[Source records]
○ ○ ○ ○ ○

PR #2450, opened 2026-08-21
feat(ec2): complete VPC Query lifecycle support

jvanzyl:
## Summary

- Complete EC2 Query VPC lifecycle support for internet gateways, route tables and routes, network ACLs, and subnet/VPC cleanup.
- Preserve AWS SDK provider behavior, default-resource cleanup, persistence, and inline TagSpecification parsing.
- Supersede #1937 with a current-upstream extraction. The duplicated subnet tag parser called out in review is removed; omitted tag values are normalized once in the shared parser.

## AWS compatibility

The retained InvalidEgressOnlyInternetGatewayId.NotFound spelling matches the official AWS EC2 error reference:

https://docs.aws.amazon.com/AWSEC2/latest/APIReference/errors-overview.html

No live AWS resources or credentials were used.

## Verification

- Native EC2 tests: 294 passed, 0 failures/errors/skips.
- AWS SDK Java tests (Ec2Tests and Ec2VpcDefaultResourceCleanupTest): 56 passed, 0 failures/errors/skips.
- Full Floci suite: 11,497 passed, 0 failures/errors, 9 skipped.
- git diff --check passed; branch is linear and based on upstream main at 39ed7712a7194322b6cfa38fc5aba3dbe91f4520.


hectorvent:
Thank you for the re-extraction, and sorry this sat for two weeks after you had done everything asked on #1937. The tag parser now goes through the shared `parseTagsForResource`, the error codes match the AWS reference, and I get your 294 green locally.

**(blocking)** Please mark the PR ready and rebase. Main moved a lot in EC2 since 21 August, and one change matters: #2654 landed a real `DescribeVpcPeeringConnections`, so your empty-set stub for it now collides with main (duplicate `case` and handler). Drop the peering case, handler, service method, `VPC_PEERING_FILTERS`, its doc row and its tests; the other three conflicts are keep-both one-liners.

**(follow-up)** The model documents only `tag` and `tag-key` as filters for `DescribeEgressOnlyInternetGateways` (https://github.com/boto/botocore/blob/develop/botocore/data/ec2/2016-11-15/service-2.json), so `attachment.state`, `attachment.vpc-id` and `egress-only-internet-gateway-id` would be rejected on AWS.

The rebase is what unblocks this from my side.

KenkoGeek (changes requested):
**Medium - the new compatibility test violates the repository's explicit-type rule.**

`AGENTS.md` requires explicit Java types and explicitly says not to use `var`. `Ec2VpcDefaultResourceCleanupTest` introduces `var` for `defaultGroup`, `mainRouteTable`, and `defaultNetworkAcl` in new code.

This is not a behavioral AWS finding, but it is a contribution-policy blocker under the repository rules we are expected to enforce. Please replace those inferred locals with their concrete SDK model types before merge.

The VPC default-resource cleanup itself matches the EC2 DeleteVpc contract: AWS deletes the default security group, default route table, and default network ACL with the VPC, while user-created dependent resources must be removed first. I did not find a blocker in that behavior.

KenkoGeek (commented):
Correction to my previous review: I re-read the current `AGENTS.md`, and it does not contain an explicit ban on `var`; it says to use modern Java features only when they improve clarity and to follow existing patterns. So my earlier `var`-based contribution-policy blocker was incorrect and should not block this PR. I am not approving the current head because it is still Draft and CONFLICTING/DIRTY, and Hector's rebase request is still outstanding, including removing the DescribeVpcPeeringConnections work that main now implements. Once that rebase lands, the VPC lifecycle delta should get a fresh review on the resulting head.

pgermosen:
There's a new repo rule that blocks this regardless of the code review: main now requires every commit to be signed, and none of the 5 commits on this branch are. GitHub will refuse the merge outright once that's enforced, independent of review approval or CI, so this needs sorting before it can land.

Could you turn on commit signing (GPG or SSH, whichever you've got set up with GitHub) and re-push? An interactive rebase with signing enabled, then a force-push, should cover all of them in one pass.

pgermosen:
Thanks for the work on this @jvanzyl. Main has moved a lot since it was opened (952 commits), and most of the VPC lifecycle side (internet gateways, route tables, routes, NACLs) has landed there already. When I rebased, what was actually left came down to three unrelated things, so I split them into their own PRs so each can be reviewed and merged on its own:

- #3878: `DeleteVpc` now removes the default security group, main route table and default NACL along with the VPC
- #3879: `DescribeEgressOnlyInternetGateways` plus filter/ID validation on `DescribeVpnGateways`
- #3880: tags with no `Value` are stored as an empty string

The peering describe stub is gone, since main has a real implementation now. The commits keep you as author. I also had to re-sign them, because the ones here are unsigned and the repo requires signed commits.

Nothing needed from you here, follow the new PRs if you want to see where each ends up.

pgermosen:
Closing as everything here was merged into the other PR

○ ○ ○ ○ ○

**What you should do**. Only lines of the data holding the word "failures" go in the answer. Please copy each of them.

**Answer box**.
- Native EC2 tests: 294 passed, 0 failures/errors/skips.
- AWS SDK Java tests (Ec2Tests and Ec2VpcDefaultResourceCleanupTest): 56 passed, 0 failures/errors/skips.
- Full Floci suite: 11,497 passed, 0 failures/errors, 9 skipped.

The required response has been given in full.